I have done A LOT of research, so muchto the point I overwhelmed myself and was scared to try the diet. When I started reading the forum, I realized that it's not that bad, jsut a new habit to get used to. Which I'm fine with. 

The only thing I have ever struggled with with Titan is eating. He is in no way shape or form, food motivated. He will not eat for a week if i let him simply on principle. 

I do realize it's not just throwing things together which is why have been looking at others menus, I do however know that when switching for any dog you don't add a whole bunch of things until the dog gets used to it.. I knew he liked ground meats.. so I tried Chicken.. I may try a different cut. Or maybe he will just need some getting used to actually working somewhat for his food. He doesn't chew on anything very much, no raw hides, no nylabones, no real raw bones (my fault not his), but he USED to chew a lot on his nylabone and gave up once we moved here about 4 months ago.. I'm wondering if it is more just him getting used to chewing again...


----------



## lhczth (Apr 5, 2000)

Give him a leg quarter and leave it for 15 minutes. If he doesn't eat it take it away. He gets NOTHING else. Next meal do the same. He will eat eventually. Of course that leg quarter may need to be replaced with a fresher one after a few days.  Searing the meat can help some dogs. 
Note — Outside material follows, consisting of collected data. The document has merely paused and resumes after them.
PR #631, opened 2022-07-21
Feature-gate rand

Sladuca:
Part of https://github.com/mir-protocol/plonky2/issues/615.


field/src/extension/quadratic.rs
```diff
@@ -4,6 +4,7 @@ use std::ops::{Add, AddAssign, Div, DivAssign, Mul, MulAssign, Neg, Sub, SubAssi
 
 use num::bigint::BigUint;
 use num::Integer;
+#[cfg(feature = "rand")]
 use rand::Rng;
```
dlubarov, line 8: Just a nit, but what do you think of having this import in the method(s) that use it? Either generally or just in files like this with a single rand method. It's a bit unusual, but might be nice to reduce the cfg guards.

plonky2/Cargo.toml
```diff
@@ -10,15 +10,21 @@ categories = ["cryptography"]
 edition = "2021"
 default-run = "generate_constants"
 
+[features]
+default = ["rand", "gate_testing"]
+gate_testing = []
+rand = ["dep:rand", "plonky2_field/rand"]
+rand_chaha = []
```
dlubarov, line 17: Typo? `chaha` -> `chacha`

dlubarov: And should it refer to the dep? Like

   rand_chacha = ["dep:rand_chacha"]

plonky2/src/gates/mod.rs
```diff
@@ -24,4 +24,5 @@ pub mod util;
 
 // Can't use #[cfg(test)] here because it needs to be visible to other crates.
 // See https://github.com/rust-lang/cargo/issues/8379
+#[cfg(any(feature = "rand", feature = "gate_testing", test))]
```
dlubarov, line 27: Hm this doesn't seem quite right to me, like if rand is true but the others are false, then we don't need this right?

I think we can do `any(feature = "gate_testing", test)`, and then have `gate_testing` require `rand` in Cargo.toml.

plonky2/src/plonk/circuit_data.rs
```diff
@@ -94,6 +94,10 @@ impl CircuitConfig {
     }
 
     pub fn standard_recursion_zk_config() -> Self {
+        #[cfg(not(feature = "rand"))]
```
dlubarov, line 97: I don't think it's useful to have another assert here, the one you added in `check_config` seems like the best place IMO (it'll give early detection and it's in a code path that's always hit).

plonky2/src/plonk/prover.rs
```diff
@@ -36,6 +36,13 @@ where
     [(); C::Hasher::HASH_SIZE]:,
 {
     let config = &common_data.config;
+
+    #[cfg(not(feature = "rand"))]
```
dlubarov, line 40: Likewise here; seems like this shouldn't be reachable since you added the assert in `check_config`.

field/src/extension/quadratic.rs
Sladuca: The method signature (takes generic type parameter `R: Rng`) depends on the trait being in-scope. I can just move this import to the bottom of the imports so it's separated and looks cleaner if that would be preferrable.

dlubarov (approved):
LGTM 👍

Since he isn't a chewer you might have his mouth checked. You want to make sure there isn't a reason why he doesn't want to chew.


----------



## wyoung2153 (Feb 28, 2010)

lhczth said:


> Give him a leg quarter and leave it for 15 minutes. If he doesn't eat it take it away. He gets NOTHING else. Next meal do the same. He will eat eventually. Of course that leg quarter may need to be replaced with a fresher one after a few days.  Searing the meat can help some dogs.
> 
> Since he isn't a chewer you might have his mouth checked. You want to make sure there isn't a reason why he doesn't want to chew.


Are you saying JUST the leg quarter at first til he eats it, with no other meats?

And about the chewing.. I have an appointment for that. hope everything is ok.


----------



## Josie/Zeus (Nov 6, 2000)

Funny thing, my old dog Zeus hATED turkey, so I didn't bother buying it for him.

Right now, I have about 6 chubs of ground turkey necks in the freezer, so far- Koda eats it but it's not his favorite. 

CHicken- he loves chicken, any form - ground, chicken frame, legs etc
Beef, venison and greentripe are his favorites.

I agree with Lisa, if he doesn't eat it in 15 minutes, take it away.


----------



## Anja1Blue (Feb 27, 2008)

wyoung2153 said:


> I have done A LOT of research, so muchto the point I overwhelmed myself and was scared to try the diet. When I started reading the forum, I realized that it's not that bad, jsut a new habit to get used to. Which I'm fine with.
> 
> The only thing I have ever struggled with with Titan is eating. He is in no way shape or form, food motivated. He will not eat for a week if i let him simply on principle.
> 
> I do realize it's not just throwing things together which is why have been looking at others menus, I do however know that when switching for any dog you don't add a whole bunch of things until the dog gets used to it.. I knew he liked ground meats.. so I tried Chicken.. I may try a different cut. Or maybe he will just need some getting used to actually working somewhat for his food. He doesn't chew on anything very much, no raw hides, no nylabones, no real raw bones (my fault not his), but he USED to chew a lot on his nylabone and gave up once we moved here about 4 months ago.. I'm wondering if it is more just him getting used to chewing again...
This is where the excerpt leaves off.